About this exercise:
Each record that follows must be printed exactly as given.

Stored items
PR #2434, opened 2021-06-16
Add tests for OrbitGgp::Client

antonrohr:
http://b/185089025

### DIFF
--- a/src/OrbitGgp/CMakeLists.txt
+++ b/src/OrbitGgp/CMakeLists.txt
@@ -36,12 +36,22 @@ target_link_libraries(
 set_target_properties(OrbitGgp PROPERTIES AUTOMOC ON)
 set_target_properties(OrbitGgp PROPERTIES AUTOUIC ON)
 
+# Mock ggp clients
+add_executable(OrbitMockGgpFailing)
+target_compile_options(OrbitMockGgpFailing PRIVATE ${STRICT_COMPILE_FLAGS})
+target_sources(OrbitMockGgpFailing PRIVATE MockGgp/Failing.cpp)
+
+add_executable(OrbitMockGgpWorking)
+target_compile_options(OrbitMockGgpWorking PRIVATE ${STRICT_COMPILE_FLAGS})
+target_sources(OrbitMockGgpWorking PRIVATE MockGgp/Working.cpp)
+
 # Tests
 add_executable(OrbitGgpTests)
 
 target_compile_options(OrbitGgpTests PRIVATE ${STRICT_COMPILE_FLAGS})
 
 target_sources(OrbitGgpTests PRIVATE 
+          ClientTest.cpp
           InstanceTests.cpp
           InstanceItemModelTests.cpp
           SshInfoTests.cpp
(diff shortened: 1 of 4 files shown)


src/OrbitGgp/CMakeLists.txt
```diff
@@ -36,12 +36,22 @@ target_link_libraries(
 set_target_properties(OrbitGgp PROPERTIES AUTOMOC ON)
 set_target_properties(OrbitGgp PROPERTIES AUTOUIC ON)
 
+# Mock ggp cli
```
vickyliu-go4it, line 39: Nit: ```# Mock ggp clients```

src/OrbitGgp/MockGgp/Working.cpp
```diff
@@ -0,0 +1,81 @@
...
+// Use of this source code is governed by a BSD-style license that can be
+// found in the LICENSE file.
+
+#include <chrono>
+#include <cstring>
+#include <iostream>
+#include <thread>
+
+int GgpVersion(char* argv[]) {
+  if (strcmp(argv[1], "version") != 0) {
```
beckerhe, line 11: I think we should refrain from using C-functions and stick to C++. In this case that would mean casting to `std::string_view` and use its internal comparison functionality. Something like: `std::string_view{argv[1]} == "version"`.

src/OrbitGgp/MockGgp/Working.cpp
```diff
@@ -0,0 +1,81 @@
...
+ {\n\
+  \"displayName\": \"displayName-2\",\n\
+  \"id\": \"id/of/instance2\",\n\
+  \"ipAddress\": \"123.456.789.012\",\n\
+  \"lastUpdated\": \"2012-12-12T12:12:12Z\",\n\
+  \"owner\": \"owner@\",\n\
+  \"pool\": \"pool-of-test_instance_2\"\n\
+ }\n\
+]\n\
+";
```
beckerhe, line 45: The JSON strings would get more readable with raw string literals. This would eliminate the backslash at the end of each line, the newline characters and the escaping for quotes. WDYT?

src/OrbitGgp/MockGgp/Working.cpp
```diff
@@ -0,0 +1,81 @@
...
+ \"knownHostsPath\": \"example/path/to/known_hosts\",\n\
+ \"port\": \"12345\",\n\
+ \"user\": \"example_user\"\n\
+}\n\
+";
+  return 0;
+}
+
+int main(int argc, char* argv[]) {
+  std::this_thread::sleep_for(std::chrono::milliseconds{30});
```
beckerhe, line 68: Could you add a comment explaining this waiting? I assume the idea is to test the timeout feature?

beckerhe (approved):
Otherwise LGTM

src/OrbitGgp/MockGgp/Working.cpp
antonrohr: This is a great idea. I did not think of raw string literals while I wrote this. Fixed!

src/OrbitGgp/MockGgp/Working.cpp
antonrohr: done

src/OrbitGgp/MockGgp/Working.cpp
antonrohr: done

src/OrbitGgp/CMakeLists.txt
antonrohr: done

Task answer:
PR #2434, opened 2021-06-16
Add tests for OrbitGgp::Client

antonrohr:
http://b/185089025

### DIFF
--- a/src/OrbitGgp/CMakeLists.txt
+++ b/src/OrbitGgp/CMakeLists.txt
@@ -36,12 +36,22 @@ target_link_libraries(
 set_target_properties(OrbitGgp PROPERTIES AUTOMOC ON)
 set_target_properties(OrbitGgp PROPERTIES AUTOUIC ON)
 
+# Mock ggp clients
+add_executable(OrbitMockGgpFailing)
+target_compile_options(OrbitMockGgpFailing PRIVATE ${STRICT_COMPILE_FLAGS})
+target_sources(OrbitMockGgpFailing PRIVATE MockGgp/Failing.cpp)
+
+add_executable(OrbitMockGgpWorking)
+target_compile_options(OrbitMockGgpWorking PRIVATE ${STRICT_COMPILE_FLAGS})
+target_sources(OrbitMockGgpWorking PRIVATE MockGgp/Working.cpp)
+
 # Tests
 add_executable(OrbitGgpTests)
 
 target_compile_options(OrbitGgpTests PRIVATE ${STRICT_COMPILE_FLAGS})
 
 target_sources(OrbitGgpTests PRIVATE 
+          ClientTest.cpp
           InstanceTests.cpp
           InstanceItemModelTests.cpp
           SshInfoTests.cpp
(diff shortened: 1 of 4 files shown)


src/OrbitGgp/CMakeLists.txt
```diff
@@ -36,12 +36,22 @@ target_link_libraries(
 set_target_properties(OrbitGgp PROPERTIES AUTOMOC ON)
 set_target_properties(OrbitGgp PROPERTIES AUTOUIC ON)
 
+# Mock ggp cli
```
vickyliu-go4it, line 39: Nit: ```# Mock ggp clients```

src/OrbitGgp/MockGgp/Working.cpp
```diff
@@ -0,0 +1,81 @@
...
+// Use of this source code is governed by a BSD-style license that can be
+// found in the LICENSE file.
+
+#include <chrono>
+#include <cstring>
+#include <iostream>
+#include <thread>
+
+int GgpVersion(char* argv[]) {
+  if (strcmp(argv[1], "version") != 0) {
```
beckerhe, line 11: I think we should refrain from using C-functions and stick to C++. In this case that would mean casting to `std::string_view` and use its internal comparison functionality. Something like: `std::string_view{argv[1]} == "version"`.

src/OrbitGgp/MockGgp/Working.cpp
```diff
@@ -0,0 +1,81 @@
...
+ {\n\
+  \"displayName\": \"displayName-2\",\n\
+  \"id\": \"id/of/instance2\",\n\
+  \"ipAddress\": \"123.456.789.012\",\n\
+  \"lastUpdated\": \"2012-12-12T12:12:12Z\",\n\
+  \"owner\": \"owner@\",\n\
+  \"pool\": \"pool-of-test_instance_2\"\n\
+ }\n\
+]\n\
+";
```
beckerhe, line 45: The JSON strings would get more readable with raw string literals. This would eliminate the backslash at the end of each line, the newline characters and the escaping for quotes. WDYT?

src/OrbitGgp/MockGgp/Working.cpp
```diff
@@ -0,0 +1,81 @@
...
+ \"knownHostsPath\": \"example/path/to/known_hosts\",\n\
+ \"port\": \"12345\",\n\
+ \"user\": \"example_user\"\n\
+}\n\
+";
+  return 0;
+}
+
+int main(int argc, char* argv[]) {
+  std::this_thread::sleep_for(std::chrono::milliseconds{30});
```
beckerhe, line 68: Could you add a comment explaining this waiting? I assume the idea is to test the timeout feature?

beckerhe (approved):
Otherwise LGTM

src/OrbitGgp/MockGgp/Working.cpp
antonrohr: This is a great idea. I did not think of raw string literals while I wrote this. Fixed!

src/OrbitGgp/MockGgp/Working.cpp
antonrohr: done

src/OrbitGgp/MockGgp/Working.cpp
antonrohr: done

src/OrbitGgp/CMakeLists.txt
antonrohr: done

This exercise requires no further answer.